[EXERCISE PROMPT] Each record that follows is to be output in full, precisely as written.

^^^^^^^^

PR #998, opened 2019-10-11
Server integration for layer admin

ZakarFin:
Work in progress but mergeable for integrating oskariorg/oskari-server#461 and the new layer admin.

What works is the workflow for adding new layers and showing the edit form for an existing one. Pretty much everything else still needs work. Also the server response needs some modifications still.


bundles/admin/admin-layereditor/view/LayerHelper.js
```diff
@@ -0,0 +1,157 @@
+export const LayerHelper = (Oskari) => {
```
jheijari: Export LayerHelper as a class and leave private functions out of it.

bundles/admin/admin-layereditor/view/LayerWizard/LayerCapabilitiesListing.jsx
```diff
@@ -1,20 +1,127 @@
...
+`;
+export const StylePopUl = styled.ul`
+max-width: 400px;
+`;
+export const StylePopLi = styled.li`
+overflow: hidden;
+text-overflow: ellipsis;
+`;
+
+export const LayerCapabilitiesListing = (props) => {
```
jheijari: Destruct props for clarity.

bundles/admin/admin-layereditor/view/LayerWizard/LayerCapabilitiesListing.jsx
```diff
@@ -1,20 +1,127 @@
...
+    return (
+        <React.Fragment>
+            <LayerCapabilitiesFilter
+                placeholder="Filter layers"
+                filter={filter}
+                onChange={(value) => setfilter(value)}/>
+            <List dataSource={layers} rowKey="name" renderItem={item => getItem(props.onSelect, item)}></List>
+        </React.Fragment>);
+};
+
```
jheijari: Move `propTypes` next to the element declaration.

bundles/admin/admin-layereditor/view/Flyout.js
```diff
@@ -41,46 +41,53 @@ export class LayerEditorFlyout extends ExtraFlyout {
...
-
     update () {
-        const me = this;
         const el = this.getElement();
         if (!el) {
             return;
         }
+        let uiCode = this.getEditorUI();
+        if (this.service.isLoading()) {
+            uiCode = <Spin>{ uiCode }</Spin>;
```
jheijari: Move this logic to `LayerWizard`.

jheijari:
Suggesting a few minor changes. The functionality is still clearly work in progress and all suggestions might not be needed at this point.

bundles/admin/admin-layereditor/view/LayerHelper.js
ZakarFin: I'll rename it getLayerHelper and pass an array of supported languages instead of Oskari as param. It's mostly code moved from LayerFormService to a helper file to make the service file more readable. The service itself doesn't even use the new mutator mixin so this needs more work to be ready.

bundles/admin/admin-layereditor/view/Flyout.js
ZakarFin: Good idea. There's a lot of stuff that should probably be moved around still but since we are prioritizing on getting the new layerlisting ready instead of the admin functionality it's good to get the "pending" work towards the admin merged even if it's not ready since the version in develop isn't ready either.

ZakarFin: Added TODO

^^^^^^^^

[REPLY TO THE EXERCISE]
PR #998, opened 2019-10-11
Server integration for layer admin

ZakarFin:
Work in progress but mergeable for integrating oskariorg/oskari-server#461 and the new layer admin.

What works is the workflow for adding new layers and showing the edit form for an existing one. Pretty much everything else still needs work. Also the server response needs some modifications still.


bundles/admin/admin-layereditor/view/LayerHelper.js
```diff
@@ -0,0 +1,157 @@
+export const LayerHelper = (Oskari) => {
```
jheijari: Export LayerHelper as a class and leave private functions out of it.

bundles/admin/admin-layereditor/view/LayerWizard/LayerCapabilitiesListing.jsx
```diff
@@ -1,20 +1,127 @@
...
+`;
+export const StylePopUl = styled.ul`
+max-width: 400px;
+`;
+export const StylePopLi = styled.li`
+overflow: hidden;
+text-overflow: ellipsis;
+`;
+
+export const LayerCapabilitiesListing = (props) => {
```
jheijari: Destruct props for clarity.

bundles/admin/admin-layereditor/view/LayerWizard/LayerCapabilitiesListing.jsx
```diff
@@ -1,20 +1,127 @@
...
+    return (
+        <React.Fragment>
+            <LayerCapabilitiesFilter
+                placeholder="Filter layers"
+                filter={filter}
+                onChange={(value) => setfilter(value)}/>
+            <List dataSource={layers} rowKey="name" renderItem={item => getItem(props.onSelect, item)}></List>
+        </React.Fragment>);
+};
+
```
jheijari: Move `propTypes` next to the element declaration.

bundles/admin/admin-layereditor/view/Flyout.js
```diff
@@ -41,46 +41,53 @@ export class LayerEditorFlyout extends ExtraFlyout {
...
-
     update () {
-        const me = this;
         const el = this.getElement();
         if (!el) {
             return;
         }
+        let uiCode = this.getEditorUI();
+        if (this.service.isLoading()) {
+            uiCode = <Spin>{ uiCode }</Spin>;
```
jheijari: Move this logic to `LayerWizard`.

jheijari:
Suggesting a few minor changes. The functionality is still clearly work in progress and all suggestions might not be needed at this point.

bundles/admin/admin-layereditor/view/LayerHelper.js
ZakarFin: I'll rename it getLayerHelper and pass an array of supported languages instead of Oskari as param. It's mostly code moved from LayerFormService to a helper file to make the service file more readable. The service itself doesn't even use the new mutator mixin so this needs more work to be ready.

bundles/admin/admin-layereditor/view/Flyout.js
ZakarFin: Good idea. There's a lot of stuff that should probably be moved around still but since we are prioritizing on getting the new layerlisting ready instead of the admin functionality it's good to get the "pending" work towards the admin merged even if it's not ready since the version in develop isn't ready either.

ZakarFin: Added TODO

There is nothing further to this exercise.